= Work order =
Please tally the lines below that contain the string "connected" and reply with that figure only.

Segment Start: Data in this exercise

PR #3696, opened 2024-02-22
Token Gate Cron job fix

valentinludu:
Changes:
- fixes for readContract method
- Better logging when a condition fails
- Revert alchemy API's. Sometimes they were failing. Better to rely on Ankr or the public rpcs
- On error we return true (validation) so we don't kick out the user just because an API call failed.

### DIFF
--- a/scripts/litTokenGateAdaptor.ts
+++ b/scripts/litTokenGateAdaptor.ts
@@ -47,7 +47,7 @@ export function transformToTokenGateCondition(conditions: JsonAccsRequest): Toke
       ) {
         return {
           contractAddress: condition.contractAddress,
-          type: condition.standardContractType,
+          type: 'ERC1155',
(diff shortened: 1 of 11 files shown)


mattcasey (approved):

scripts/litTokenGateAdaptor.ts
```diff
@@ -158,7 +158,7 @@ export function transformToTokenGateCondition(conditions: JsonAccsRequest): Toke
       } else if (condition.standardContractType === 'CASK') {
         return {
           contractAddress: condition.contractAddress,
-          type: condition.standardContractType,
+          type: 'CASK',
```
mattcasey, line 161: we can get rid of Cask right?

valentinludu: yes

PR #3700, opened 2024-02-22
Cleanup: only send meta data forward for proposal templates

mattcasey:
Given that we get all the forms and evaluation information currently, we're grabbing an enormous amount of data for spaces like OP that have 10-15 proposal templates (1 MB in size!)


motechFR (approved):
Looks good, especially switching around to get the bare minimum page data, and then load the template on the fly

PR #3701, opened 2024-02-23
Batch update properties in rewards page

Devorein:
### WHAT

* Multi-select rows in the rewards table
* Update reward properties from the table view
* Drag and drop + row action for rewards row


components/common/BoardEditor/focalboard/src/components/propertyValueElement.tsx
```diff
@@ -179,14 +189,123 @@ function PropertyValueElement(props: Props) {
...
+    const reviewers = (card.fields.properties[REWARD_REVIEWERS_BLOCK_ID] as unknown as RewardReviewer[]) ?? [];
+    propertyValueElement = (
+      <UserAndRoleSelect
+        displayType={displayType}
+        readOnly={readOnly || !isAdmin}
+        onChange={(options) => {
+          if (!reward) {
+            return;
+          }
+          const reviewerOptions = options.filter(
```
valentinludu, line 220: You can use `.filter((option): option is RewardReviewer => )` instead of aserting

components/common/BoardEditor/focalboard/src/components/viewHeader/ViewHeaderRowsMenu/components/RewardsDueDatePropertyTemplateMenu.tsx
```diff
@@ -0,0 +1,41 @@
...
+  const propertyValue = cards[0].fields.properties[propertyTemplate.id] || '';
+  const rewardId = pages[cards[0]?.id]?.bountyId;
+
+  if (!rewardId) {
+    return null;
+  }
+
+  return (
+    <PropertyMenu lastChild={lastChild} propertyTemplate={propertyTemplate}>
+      {() => {
```
valentinludu, line 32: Since you don't have any properties you need here, I think you can just render the <Box>...., without this part `{() => {`

valentinludu (approved):
Tested and works great on desktop ad mobile.

Left a couple of small possible tweaks.

components/rewards/components/RewardsHeaderRowsMenu.tsx
```diff
@@ -26,16 +35,148 @@ export function RewardsHeaderRowsMenu({
...
+      message: `Are you sure you want to mark ${checkedRewards.length} ${
+        checkedRewards.length > 1 ? 'rewards' : 'reward'
+      } as complete?`
+    });
+
+    if (!confirmed) {
+      return;
+    }
+    for (const reward of checkedRewards) {
+      await charmClient.rewards.closeReward(reward.id);
```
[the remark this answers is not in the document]
Devorein: It's a bit challenging since we are marking each reward as either paid or complete. We need to call the trigger method from useSWR in each loop iteration, which would cause the disable/isMutating value to shift between on and off periodically, leading to a bit of confusing UX. I went with a state variable to keep track of the mutating state for all the rewards and disabled the button while that was happening

PR #3708, opened 2024-02-26
Create reward templates from proposal page

Devorein:
### WHY

[Card](https://app.charmverse.io/charmverse/create-reward-templates-from-proposal-page-7711943658318645)

image


mattcasey (approved):
nice, an e2e test would be good

components/proposals/ProposalPage/components/ProposalEvaluations/components/Settings/components/RewardSettings.tsx
```diff
@@ -40,6 +74,33 @@ export function RewardSettings({ value, onChange }: RewardSettingsProps) {
         </Typography>
       </FormLabel>
 
+      <NewPageDialog
```
mattcasey, line 77: we should put modals, etc. at the very bottom of the JSX.. makes it easier to find the UI that user sees first

PR #3709, opened 2024-02-26
Combine Identity + connected Accounts settings

Devorein:
### WHY

[Card](https://app.charmverse.io/charmverse/combine-identity-connected-accounts-settings-3121252963512282)

image


valentinludu (approved):
Looks good!

mattcasey (changes requested):
I think Select and "Set as primary" are redundant right now. Don't care which one we should keep, but i like having a Select button.
- the "..." should never be disabled. either we should completely hide it or let you open it with options disabled+tooltips
- disabled items in the context menu should have tooltips why (i know we dont have anything on them in production either)

image

mattcasey:
Another bug, I think: how can one option be Primary but another is Selected?
image

PR #3714, opened 2024-02-27
Remove Profile form from Settings modal

Devorein:
### WHY

[Card](https://app.charmverse.io/charmverse/remove-profile-form-from-settings-modal-006326267268503605)


components/_app/GlobalComponents.tsx
```diff
@@ -84,6 +85,7 @@ export function GlobalComponents() {
     <>
       <HexagonalAvatarMask id='hexagon-avatar' />
       <MemberProfileDialogGlobal />
+      <EditMemberProfileDialogGlobal />
```
mattcasey, line 88: can you make this part of te same modal? when i toggle between them there is a flicker of the backdrop. it's the view/edit of the profile so doesnt seem like we need two modals

mattcasey (changes requested):
can you make this part of the same modal as MemberProfile? when i toggle between them there is a flicker of the backdrop. it's the view/edit of the profile so doesnt seem like we need two modals

components/common/PageLayout/components/Sidebar/components/SidebarSubmenu.tsx
```diff
@@ -153,23 +152,27 @@ export default function SidebarSubmenu({
...
-        >
-          <UserDisplay userId={user?.id} hideName gridColumn='1' gridRow='1/3' />
-          <Typography variant='body2' noWrap>
-            {user?.username}
-          </Typography>
-          <Typography variant='body2' color='secondary'>
-            My Profile
-          </Typography>
-        </MenuItem>
+        {user && (
```
mattcasey, line 155: why do we have to check if user exists?

Devorein: Updated

components/members/components/MemberDirectoryGalleryView.tsx
```diff
@@ -68,7 +68,7 @@ function MemberDirectoryGalleryCard({
 
   function onClickEdit(e: MouseEvent<HTMLElement>) {
     e.stopPropagation();
-    openSettings('profile');
+    setIsOpen(true);
```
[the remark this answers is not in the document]
Devorein: Good point, updated in the refactor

Segment End: Data in this exercise

= Task solution =
2